New EV Players Launch Multiple Brands to Capture Market Share
[Corporate Strategy] A wave of new EV startups is rushing to launch 'second-child' brands—a move essentially aimed at securing fresh funding to stay afloat.
Core Trend: Multi-brand Strategy Emerges as New Funding Lever for EV Startups
Following the precedent set during the ICE era by automakers like Chery and Geely, new EV entrants are now replicating this multi-brand approach. While publicly justified as a means to achieve broader market segmentation, the real driver is mounting pressure from sluggish sales under a single brand and tightening cash flow—forcing them to craft new brand narratives to lure investors.
Strategic Foundation: Past Lessons Not Fully Heeded
Back in 2009, Chery rolled out four distinct brands, and Geely launched three sub-brands—both eventually scaled back due to overlapping positioning and internal resource conflicts. Today’s EV startups claim differentiation through intelligence and ecosystem integration, yet most of their 'second-child' brands still cluster within the mainstream price range of RMB 150,000–250,000, posing significant risks of product homogenization.

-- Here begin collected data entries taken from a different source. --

PR #4904, opened 2020-08-24
Add support for stylelintIgnore package.json property

### LINKED ISSUE #3627: Add support for stylelintIgnore package.json property

To be consistent stylelint must recognize ignored files from Package.json like eslint does,  it prevents file pollution in a project, adding a file for ignoring one directory doesn't seem good to me, it is a good idea to keep both eslint and stylelint ignored file patterns and browser list supports in package.json so can be changed easily when wanted.

I forked the repository but I'm having a little bit hard time to make changes and test code but I'm sure this might work in `isPathIgnored` file.

```js
const ignoreFiles = require(path.resolve(process.cwd(),'package.json'));
  if(ignoreFiles.hasOwnProperty('stylelintignore')) {
    filePath = ignoreFiles.stylelintignore;
  }
```

In Package.json
```json
"stylelintIgnore: [
  "file1",
  "file2"
]
```

Thank you

theahmadzai:

Closes #3627

With this change, stylelint will be able to ignore files specified in package.json via property stylelintignore, the value for the property can be either string or array of files and it silently ignores if the property if it contains an invalid value type.
This change also breaks some ignore file tests but tested via CLI worked fine.

### DIFF
--- a/lib/standalone.js
+++ b/lib/standalone.js
@@ -68,16 +68,24 @@ module.exports = function (options) {
 		if (readError.code !== FILE_NOT_FOUND_ERROR_CODE) throw readError;
 	}
 
-	const ignorePattern = options.ignorePattern || [];
-	const ignoreFiles = require(path.resolve(process.cwd(), 'package.json'));
-	let jsonIgnoreText = '';
+	let pkgIgnoreFiles = '';
 
-	if (Object.prototype.hasOwnProperty.call(ignoreFiles, 'stylelintignore')) {
-		jsonIgnoreText = ignoreFiles.stylelintignore;
+	const pkgRootFilePath = path.resolve(process.cwd(), 'package.json');
+	const pkgRoot = fs.readFileSync(pkgRootFilePath, 'utf-8');
+	const pkgObject = JSON.parse(pkgRoot);
+
+	if (Object.prototype.hasOwnProperty.call(pkgObject, 'stylelintignore')) {
+		pkgIgnoreFiles = pkgObject.stylelintignore;
+
+		// If the stylelintignore property has invalid value type ignore it by
+		// setting it to empty string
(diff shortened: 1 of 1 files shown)


malsf21:
Hey @theahmadzai,

Looks like it's failing all of our testing actions. Have you had a chance to run `npm run test` locally and ensure that your changes aren't breaking tests, or to adjust the tests to account for new behaviour?

theahmadzai:
@malsf21 Yes I ran tests locally and also tested the changes via CLI worked as expected but few tests like [these](https://github.com/stylelint/stylelint/pull/4904/checks?check_run_id=1024419029#step:6:46 ) failed where it expects a package.json file.

malsf21:
Have you added a process to check if the file exists? Took a quick peek at the changes and it doesn't seem like we do anything if `package.json` isn't there.

theahmadzai:
I have not added the tests and perhaps the tests don't check if package.json exists, It's just the EONET error when the file is not found. I will try to write tests for the PR and it would be more than good if someone writes the tests 🥇 . The behaviour is kinda self-explanatory.

malsf21:
Sorry, I could've been a bit clearer - in the implementation for your code, you should add some sort of safeguard if the file isn't found! Right now, from lines 72-74, you just assume that the file is found, then you parse it as a JSON object, etc. But what if the file isn't there? Or if there are permissions errors with opening it? Or if it's not valid JSON? You should probably add a `try/catch` or some other mechanism that ensures that we cover all of our bases!

theahmadzai:
Thanks for clarifying 👍 All green now since the package.json doesn't exist and I hope It's no problem to throw errors if there is any problem with the file or parsing object

malsf21:
Oops, looks like I've neglected this issue for a bit 😨 . I'm not super familiar with the general `package.json` internals, is someone else from the contributor team able to take a look?

PR #4907, opened 2020-08-27
Add a reportDescriptionlessDisables flag

### LINKED ISSUE #4868: Add reportDescriptionlessDisables option

Within Google, we want to require that all exceptions to stylelint rules are documented.

As I understand it, `stylelint-disable-reason` (#2227) was deprecated because there was no inherent connection between a comment existing immediately before a `/* stylelint-disable */` tag and that comment actually providing a *reason* for the disabled lint. Now that #4840 is implemented, there's a more explicit way to provide a description for a disable tag, but there's still no way to enforce it.

Judging by issues like #2292, it seems like the best way to model this would be as a flag rather than as a rule. So I propose a `reportDisablesWithoutDescriptions` flag that flags any disable tag that doesn't have an associated reason as a violation.

If this is something you'd be amenable to, my team can probably implement it.

jathak:

Fixes #4868.

This now adds the description, if any to the `DisabledRange` objects and then reports any ranges without descriptions if the flag is passed. For adding the new flag, I mostly mirrored what already exists for needless and invalid-scope disables, so let me know if I missed anything.

### DIFF
--- a/lib/__tests__/descriptionlessDisables.test.js
+++ b/lib/__tests__/descriptionlessDisables.test.js
@@ -1,0 +1,49 @@
+'use strict';
+
+const standalone = require('../standalone');
+const stripIndent = require('common-tags').stripIndent;
+
+it('descriptionlessDisables', () => {
+	const config = {
+		rules: { 'block-no-empty': true },
+	};
+
+	const css = stripIndent`
+    /* stylelint-disable -- Description */
+    a {}
+    /* stylelint-enable */
+    a {
+      b {} /* stylelint-disable-line block-no-empty -- Description */
+    }
+    /* stylelint-disable */
+    a { color: pink; }
+    /* stylelint-enable */
+    a {
+      b { color: pink; } /* stylelint-disable-line block-no-empty */
+    }
+    `;
+
+	return standalone({
+		config,
+		code: css,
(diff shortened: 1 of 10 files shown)


lib/__tests__/descriptionlessDisables.test.js
```diff
@@ -0,0 +1,49 @@
...
+    a {
+      b {} /* stylelint-disable-line block-no-empty -- Description */
+    }
+    /* stylelint-disable */
+    a { color: pink; }
+    /* stylelint-enable */
+    a {
+      b { color: pink; } /* stylelint-disable-line block-no-empty */
+    }
+    `;
```
nex3, line 24: Might be a good idea to test one with the disable on a separate line, too.

jathak: Done

jeddy3 (approved):
Thanks!

glen-84:
@jathak I think this is missing documentation [here](https://github.com/stylelint/stylelint/blob/cf2f45fd0e165efdc7e5ab5ae3d5b46025e1baf1/docs/user-guide/usage/options.md).

jeddy3:
> I think this is missing documentation here.

It's something I should have caught in review.

I'll create a new issue for it.

PR #4913, opened 2020-08-31
Avoid combining disable comments with a blank line

### LINKED ISSUE #4911: Fix double-slash disable comments followed by another comment
> Clearly describe the bug

When upgrading to 13.7.0, we found that double-slash disable comments:

`// stylelint-disable color-no-hex`

... stopped working (and started throwing errors) in 3 files out of several hundred.  Two of them were first-line, whole-file comments, the third was a disable-next-line for a specific rule.

Converting these comments to the other style fixed the issue:

`/* stylelint-disable color-no-hex */`

N/A

Since this only occurred in a tiny sample of our files, I don't know of a specific repro path.

``

13.7.0

`CLI via npx stylelint \"{apps,libs}/**/*.scss\"`

jathak:

Fixes #4911.

This checks line numbers before combining adjacent `//` comments.

### DIFF
--- a/lib/__tests__/disableRanges.test.js
+++ b/lib/__tests__/disableRanges.test.js
@@ -781,6 +781,54 @@ it('SCSS // disable next-line comment (with multi-line description)', () => {
 		});
 });
 
+it('SCSS // disable comment (with // comment after blank line)', () => {
+	const scssSource = `a {
+    // stylelint-disable declaration-no-important
+
+    // Unrelated
+    color: pink !important;
+  }`;
+
+	return postcss()
+		.use(assignDisabledRanges)
+		.process(scssSource, { syntax: scss, from: undefined })
+		.then((result) => {
+			expect(result.stylelint.disabledRanges).toEqual({
+				all: [],
+				'declaration-no-important': [
+					{
+						start: 2,
+						strictStart: true,
+					},
+				],
+			});
+		});
+});
+
+it('SCSS /* disable comment (with // comment after blank line)', () => {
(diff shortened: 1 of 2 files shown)


hudochenkov (approved):
Looks good!

Thank you for a quick fix!

jeddy3 (approved):

jeddy3:
Thanks for the fix!

Changelog entry added:

> - Fixed: double-slash disable comments when followed by another comment ([#4913](https://github.com/stylelint/stylelint/pull/4913)).

ThiefMaster:
Could this be released as 13.7.1? :)

XhmikosR:
It seems we still get failures even with this patch: https://github.com/twbs/bootstrap/runs/1110881505.

I'll try to pinpoint the cause, but going back to 13.6.1 works fine again.

stof:
This PR fixed it for cases where the `stylelint-disable` double-slash comment is on the first line of a group of commented lines, by avoiding merging it with previous lines. But Bootstrap has cases where such comment happens after other comment but without empty lines between them: https://github.com/twbs/bootstrap/blob/5c25ea647bdc463df5a322c8248460a78305a1f4/scss/bootstrap-grid.scss#L24-L27

Adding an empty line between the 2 comments should fix it with 13.7.1.

XhmikosR:
Thanks for the reply. That does seem to be the case. Although, ideally, this should be handled too because it is a regression.

stof:
@XhmikosR I created an new issue for the remaining regression

Issue #4496, opened 2019-12-28
Fix all types problems


hudochenkov:
During migration from Flow to TypeScript (https://github.com/stylelint/stylelint/issues/4245) we marked many places with `@ts-ignore` comments. We need to remove all these comments and fix types problems, which were suppressed by these comments.

ybiquitous:
Now I'm addressing a new type package `@types/postcss-less`. If you are interested, please take a look: 😉 

https://github.com/DefinitelyTyped/DefinitelyTyped/pull/46235

If `@types/postcss-less` is published, we can fix the following declaration and some `@ts-ignore` comments:

https://github.com/stylelint/stylelint/blob/cecacb9d4fe3b5bae5f264efa6e60c414a0f4946/types/global.d.ts#L5

https://github.com/stylelint/stylelint/blob/cecacb9d4fe3b5bae5f264efa6e60c414a0f4946/lib/utils/isLessVariable.js#L10-L11

ybiquitous:
Here is a list of rules using the `// @ts-nocheck` comment.

- [ ] `lib/rules/index.js`
- [ ] `lib/rules/no-descending-specificity/index.js`
- [ ] `lib/rules/no-duplicate-at-import-rules/index.js`
- [ ] `lib/rules/no-duplicate-selectors/index.js`
- [ ] `lib/rules/no-empty-first-line/index.js`
- [ ] `lib/rules/no-empty-source/index.js`
- [ ] `lib/rules/no-eol-whitespace/index.js`
- [ ] `lib/rules/no-extra-semicolons/index.js`
- [ ] `lib/rules/no-invalid-double-slash-comments/index.js`
- [ ] `lib/rules/no-invalid-position-at-import-rule/index.js`
- [ ] `lib/rules/no-irregular-whitespace/index.js`
- [ ] `lib/rules/no-missing-end-of-source-newline/index.js`
- [ ] `lib/rules/no-unknown-animations/index.js`
- [ ] `lib/rules/number-leading-zero/index.js`
- [ ] `lib/rules/number-max-precision/index.js`
- [ ] `lib/rules/number-no-trailing-zeros/index.js`
- [ ] `lib/rules/property-allowed-list/index.js`
- [ ] `lib/rules/property-case/index.js`
- [ ] `lib/rules/property-disallowed-list/index.js`
- [ ] `lib/rules/property-no-unknown/index.js`
- [ ] `lib/rules/property-no-vendor-prefix/index.js`
[...]

PR #4920, opened 2020-09-02
Add `@types/postcss-less`

ybiquitous:

This is a part of #4496 and improves type-checking about LESS. (fixing `// @ts-ignore`)

See <https://github.com/DefinitelyTyped/DefinitelyTyped/tree/master/types/postcss-less>

### DIFF
--- a/lib/utils/isStandardSyntaxAtRule.js
+++ b/lib/utils/isStandardSyntaxAtRule.js
@@ -3,7 +3,7 @@
 /**
  * Check whether a at-rule is standard
  *
- * @param {import('postcss').AtRule} atRule postcss at-rule node
+ * @param {import('postcss').AtRule | import('postcss-less').AtRule} atRule postcss at-rule node
  * @return {boolean} If `true`, the declaration is standard
  */
 module.exports = function (atRule) {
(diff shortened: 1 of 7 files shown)


lib/utils/isStandardSyntaxAtRule.js
```diff
@@ -13,15 +13,13 @@ module.exports = function (atRule) {
...
-	if (atRule.mixin) {
+	if ('mixin' in atRule && atRule.mixin) {
 		return false;
 	}
 
 	// Ignore Less detached ruleset `@detached-ruleset: { background: red; }; .top { @detached-ruleset(); }`
 	if (
-		// @ts-ignore TODO TYPES Is this property really exists?
-		atRule.variable ||
+		('variable' in atRule && atRule.variable) ||
```
m-allanson, line 22: Is it ok to do this instead?

```suggestion
		'variable' in atRule ||
```

Or are there times where having both checks is needed?

ybiquitous: > Is it ok to do this instead?

Currently, yes.

But I'm worried that `'variable' in atRule` would not work if the implementation of `postcss-less` would change to `atRule.variable = false or true` and the type definition would not be changed.
So, I think it safer to check `atRule.variable`.

> Or are there times where having both checks is needed?

Rather, I'd like to remove checking `'variable' in atRule` if possible, but the TypeScript checker doesn't allow it. See the following error:

```
lib/utils/isStandardSyntaxAtRule.js:22:11 - error TS2339: Property 'variable' does not exist on type 'AtRule | ImportAtRule | VariableAtRule | MixinAtRule | FunctionAtRule'.
  Property 'variable' does not exist on type 'AtRule'.

22  	(atRule.variable) ||
    	        ~~~~~~~~
```

Does anyone know how to make a successful type-check without changing the runtime code?

ybiquitous: In addition, the following code seems easier to read (but out of the scope of this PR):

```js
// Ignore Less detached ruleset `@detached-ruleset: { background: red; }; .top { @detached-ruleset(); }`
if ('variable' in atRule && atRule.variable) {
	return false;
}
if (!atRule.nodes && atRule.raws.afterName === '' && atRule.params[0] === '(') {
	return false;
}
```

m-allanson: Thanks for the explanation!

> Does anyone know how to make a successful type-check without changing the runtime code?

I do not know this :(

m-allanson (approved):
:+1:

jeddy3 (approved):
Thank you!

Industry Impact: Short-term Market Disruption, Long-term Test of Integration Capabilities
Without effective synergy across technology platforms and sales channels, multi-brand strategies could further fragment already limited resources. Investors are shifting focus from 'compelling stories' to 'actual deliveries,' making the second half of 2026 a critical validation window for the multi-brand strategies of new EV players.